Work to complete
Begin at the line containing "PR #2145, opened 2024-04-13" in the entries below and end at the line containing "Migration runs in"; transcribe that range exactly and nothing outside it.

(Collected data)
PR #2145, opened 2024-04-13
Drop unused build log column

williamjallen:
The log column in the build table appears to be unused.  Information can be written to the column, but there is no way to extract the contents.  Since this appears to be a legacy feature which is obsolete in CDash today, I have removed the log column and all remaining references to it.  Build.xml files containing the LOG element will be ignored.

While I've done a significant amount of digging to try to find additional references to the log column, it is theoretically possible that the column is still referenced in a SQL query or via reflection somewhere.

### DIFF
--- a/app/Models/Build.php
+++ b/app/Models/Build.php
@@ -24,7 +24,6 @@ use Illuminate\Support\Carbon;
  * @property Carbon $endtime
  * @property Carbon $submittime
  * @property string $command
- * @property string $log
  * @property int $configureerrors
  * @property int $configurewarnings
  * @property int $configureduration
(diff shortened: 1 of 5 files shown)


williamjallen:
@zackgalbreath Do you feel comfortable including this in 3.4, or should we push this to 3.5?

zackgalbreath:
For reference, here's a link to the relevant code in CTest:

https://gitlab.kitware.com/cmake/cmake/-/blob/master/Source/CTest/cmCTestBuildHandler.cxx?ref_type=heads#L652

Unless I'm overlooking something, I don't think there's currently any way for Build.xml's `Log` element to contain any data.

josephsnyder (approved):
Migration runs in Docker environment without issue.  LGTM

* * *

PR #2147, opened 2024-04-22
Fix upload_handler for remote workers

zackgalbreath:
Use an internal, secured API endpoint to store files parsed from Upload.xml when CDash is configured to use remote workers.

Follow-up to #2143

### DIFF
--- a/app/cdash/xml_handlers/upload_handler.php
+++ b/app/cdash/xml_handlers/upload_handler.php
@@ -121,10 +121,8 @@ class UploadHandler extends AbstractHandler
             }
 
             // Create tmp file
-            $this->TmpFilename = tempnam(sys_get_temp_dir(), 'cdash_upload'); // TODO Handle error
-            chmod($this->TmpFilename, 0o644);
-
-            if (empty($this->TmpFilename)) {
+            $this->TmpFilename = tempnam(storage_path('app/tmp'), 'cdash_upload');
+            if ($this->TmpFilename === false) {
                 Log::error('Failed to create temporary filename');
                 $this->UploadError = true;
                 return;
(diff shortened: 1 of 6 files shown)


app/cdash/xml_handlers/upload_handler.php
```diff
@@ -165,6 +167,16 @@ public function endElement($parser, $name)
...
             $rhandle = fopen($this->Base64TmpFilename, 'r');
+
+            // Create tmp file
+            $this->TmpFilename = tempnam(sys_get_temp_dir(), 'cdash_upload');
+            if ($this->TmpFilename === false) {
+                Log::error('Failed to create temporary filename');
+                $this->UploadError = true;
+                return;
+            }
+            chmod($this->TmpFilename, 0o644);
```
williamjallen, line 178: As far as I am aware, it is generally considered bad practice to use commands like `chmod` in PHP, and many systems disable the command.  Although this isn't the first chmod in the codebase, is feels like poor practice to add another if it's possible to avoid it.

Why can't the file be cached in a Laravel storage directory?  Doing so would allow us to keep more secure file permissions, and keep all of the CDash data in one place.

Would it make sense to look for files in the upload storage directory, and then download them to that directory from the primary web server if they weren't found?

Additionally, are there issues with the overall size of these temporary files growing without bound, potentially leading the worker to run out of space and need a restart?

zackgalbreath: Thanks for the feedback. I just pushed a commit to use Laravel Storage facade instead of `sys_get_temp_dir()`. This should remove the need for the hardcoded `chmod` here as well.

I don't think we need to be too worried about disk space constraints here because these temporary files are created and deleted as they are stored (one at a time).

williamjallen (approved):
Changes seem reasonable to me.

...

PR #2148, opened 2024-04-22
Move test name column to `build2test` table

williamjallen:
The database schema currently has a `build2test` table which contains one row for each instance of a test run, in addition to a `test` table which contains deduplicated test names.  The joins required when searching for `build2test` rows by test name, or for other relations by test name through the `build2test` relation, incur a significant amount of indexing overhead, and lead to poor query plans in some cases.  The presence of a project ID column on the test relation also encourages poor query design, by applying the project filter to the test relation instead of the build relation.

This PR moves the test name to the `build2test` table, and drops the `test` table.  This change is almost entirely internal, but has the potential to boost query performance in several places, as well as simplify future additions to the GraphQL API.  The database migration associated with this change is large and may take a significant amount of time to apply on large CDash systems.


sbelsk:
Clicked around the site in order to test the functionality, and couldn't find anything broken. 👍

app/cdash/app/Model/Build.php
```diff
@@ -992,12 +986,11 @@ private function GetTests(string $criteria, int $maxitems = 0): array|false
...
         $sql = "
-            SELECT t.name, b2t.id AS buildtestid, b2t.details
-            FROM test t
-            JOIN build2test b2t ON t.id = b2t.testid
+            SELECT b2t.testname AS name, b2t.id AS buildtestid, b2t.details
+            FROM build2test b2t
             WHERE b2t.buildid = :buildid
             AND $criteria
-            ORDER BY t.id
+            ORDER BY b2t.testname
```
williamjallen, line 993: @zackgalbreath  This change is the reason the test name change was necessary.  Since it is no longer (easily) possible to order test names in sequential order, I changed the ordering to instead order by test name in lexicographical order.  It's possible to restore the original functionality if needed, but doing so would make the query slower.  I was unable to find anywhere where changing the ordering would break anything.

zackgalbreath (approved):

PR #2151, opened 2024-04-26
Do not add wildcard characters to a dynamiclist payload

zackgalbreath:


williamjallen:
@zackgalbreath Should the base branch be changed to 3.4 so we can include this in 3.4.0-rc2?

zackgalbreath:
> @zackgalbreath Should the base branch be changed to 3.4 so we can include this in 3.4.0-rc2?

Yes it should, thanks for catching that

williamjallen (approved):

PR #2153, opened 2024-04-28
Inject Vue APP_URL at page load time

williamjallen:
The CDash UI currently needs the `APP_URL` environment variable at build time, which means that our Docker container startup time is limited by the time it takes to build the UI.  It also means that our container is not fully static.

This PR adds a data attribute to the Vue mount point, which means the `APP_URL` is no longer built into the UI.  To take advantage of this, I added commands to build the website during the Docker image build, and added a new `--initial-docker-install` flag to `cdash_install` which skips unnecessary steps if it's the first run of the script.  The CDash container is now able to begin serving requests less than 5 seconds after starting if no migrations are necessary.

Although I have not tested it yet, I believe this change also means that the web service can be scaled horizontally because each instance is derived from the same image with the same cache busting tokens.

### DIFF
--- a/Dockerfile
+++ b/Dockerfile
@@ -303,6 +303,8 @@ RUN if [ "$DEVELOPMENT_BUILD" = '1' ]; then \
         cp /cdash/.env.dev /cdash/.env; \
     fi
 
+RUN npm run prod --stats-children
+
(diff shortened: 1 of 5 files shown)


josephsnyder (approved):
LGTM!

Response to the task
PR #2145, opened 2024-04-13
Drop unused build log column

williamjallen:
The log column in the build table appears to be unused.  Information can be written to the column, but there is no way to extract the contents.  Since this appears to be a legacy feature which is obsolete in CDash today, I have removed the log column and all remaining references to it.  Build.xml files containing the LOG element will be ignored.

While I've done a significant amount of digging to try to find additional references to the log column, it is theoretically possible that the column is still referenced in a SQL query or via reflection somewhere.

### DIFF
--- a/app/Models/Build.php
+++ b/app/Models/Build.php
@@ -24,7 +24,6 @@ use Illuminate\Support\Carbon;
  * @property Carbon $endtime
  * @property Carbon $submittime
  * @property string $command
- * @property string $log
  * @property int $configureerrors
  * @property int $configurewarnings
  * @property int $configureduration
(diff shortened: 1 of 5 files shown)


williamjallen:
@zackgalbreath Do you feel comfortable including this in 3.4, or should we push this to 3.5?

zackgalbreath:
For reference, here's a link to the relevant code in CTest:

https://gitlab.kitware.com/cmake/cmake/-/blob/master/Source/CTest/cmCTestBuildHandler.cxx?ref_type=heads#L652

Unless I'm overlooking something, I don't think there's currently any way for Build.xml's `Log` element to contain any data.

josephsnyder (approved):
Migration runs in Docker environment without issue.  LGTM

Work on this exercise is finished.